PR #718, opened 2015-08-16
Added isParalyzed() and isPlayer() functions.

dteviot:


zinnschlag:
Can we move the isPlayer function to a different place? MWBase is meant to be just interfaces and access to sub systems. MMMechanics sounds more like it (assuming you want to add more actor related convenience functions, otherwise it would be MWWorld). Preferably in a new cpp file (actorutil.hpp/cpp maybe?).

I am also not so keen on the function itself. Seems to be more narrowly defined than it needs to be. How about a getPlayer function instead? ptr==getPlayer() is no less clear than isPlayer (ptr) and getPlayer() can be used in other context too.

dteviot:
> Can we move the isPlayer function to a different place? 

Will do.

> How about a getPlayer function instead?

I was going to ask you about also adding a getPlayer() function.  I wanted to get your feedback on the isPlayer() first, before I attempted it.

> ptr==getPlayer() is no less clear than isPlayer (ptr) 

You're obviously smarter than me, as I find isPlayer(ptr) more clear than ptr == getPlayer()
With ptr == getPlayer(), I have to parse it in multiple stages when I see it.
Goes something like.
1. I have a pointer, I'm testing it for equality.
2. The something is a function()
3. Function is returning the player
4. I am comparing a pointer for equality to player.
5. conclusion  => I am testing if ptr is the player.

When I see "isPlayer(ptr)" it's much closer to the intent.
Ideally I'd like the code to go 
if (ptr.isPlayer()) 

Which is exactly what I would say in normal English.  But I'll take what I can get.

My personal preference is to add both isPlayer() and getPlayer() functions.  Is that acceptable?

While I have you.  I've noticed multiple places where the test for isWerewolf goes something like.

ptr.getClass().IsNpc()  && ptr.getClass().getNpcStas().isWerewolf().

I'm thinking this can be improved by adding a virtual isWerewolf() function to CreatureStats.  For CreatureStats, it would return false.  And obviously it's overridden in NpcStats.  
(Alternately, move the mIsWerewolf boolean and isWerewolf() function to CreatureStats and set mIsWerewolf to false in the constructor.  But, I think the virtual function approach better reflects the intent.) Any thoughts?

zinnschlag:
> When I see "isPlayer(ptr)" it's much closer to the intent.
> Ideally I'd like the code to go
> if (ptr.isPlayer()) 

I do not agree with this position. Okay, that may apply particularly for someone with a stronger background in mathematics, but a=b is much clearer to me than isOfTypeB (a). The former explicitly states what is happening with only the language primitives, while the later introduces a name without providing any useful additional abstraction.
Yes, isPlayer is closer to English, but when it comes to clarity a mathematical notation will beat English every time.

> My personal preference is to add both isPlayer() and getPlayer() functions. Is that acceptable?

Not really. With an isPlayer method and a getPlayer method we would have two methods on the same abstraction level for checking if an object is the player. While these utility functions don't bloat any classes interface, we should still try to keep them minimal. I really do not see the pioint of isPlayer.


> ptr.getClass().IsNpc() && ptr.getClass().getNpcStas().isWerewolf().

> I'm thinking this can be improved by adding a virtual isWerewolf() function to CreatureStats. For CreatureStats, it would return false. And obviously it's overridden in NpcStats.

Or you could add just another utility global utility function IsWerewolf that is implemented via the expression quoted above. CreatureStats isn't actually a polymorphic class and making it one just for the sake of isWerewolf is overkill.

btw. I am closing this PR. Move any further discussion to the new PR please.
# # #
### WHAT THE TASK ASKS
Go through the entries above and report every line in which the word "abstraction" appears.

### YOUR RESPONSE
I do not agree with this position. Okay, that may apply particularly for someone with a stronger background in mathematics, but a=b is much clearer to me than isOfTypeB (a). The former explicitly states what is happening with only the language primitives, while the later introduces a name without providing any useful additional abstraction.
Not really. With an isPlayer method and a getPlayer method we would have two methods on the same abstraction level for checking if an object is the player. While these utility functions don't bloat any classes interface, we should still try to keep them minimal. I really do not see the pioint of isPlayer.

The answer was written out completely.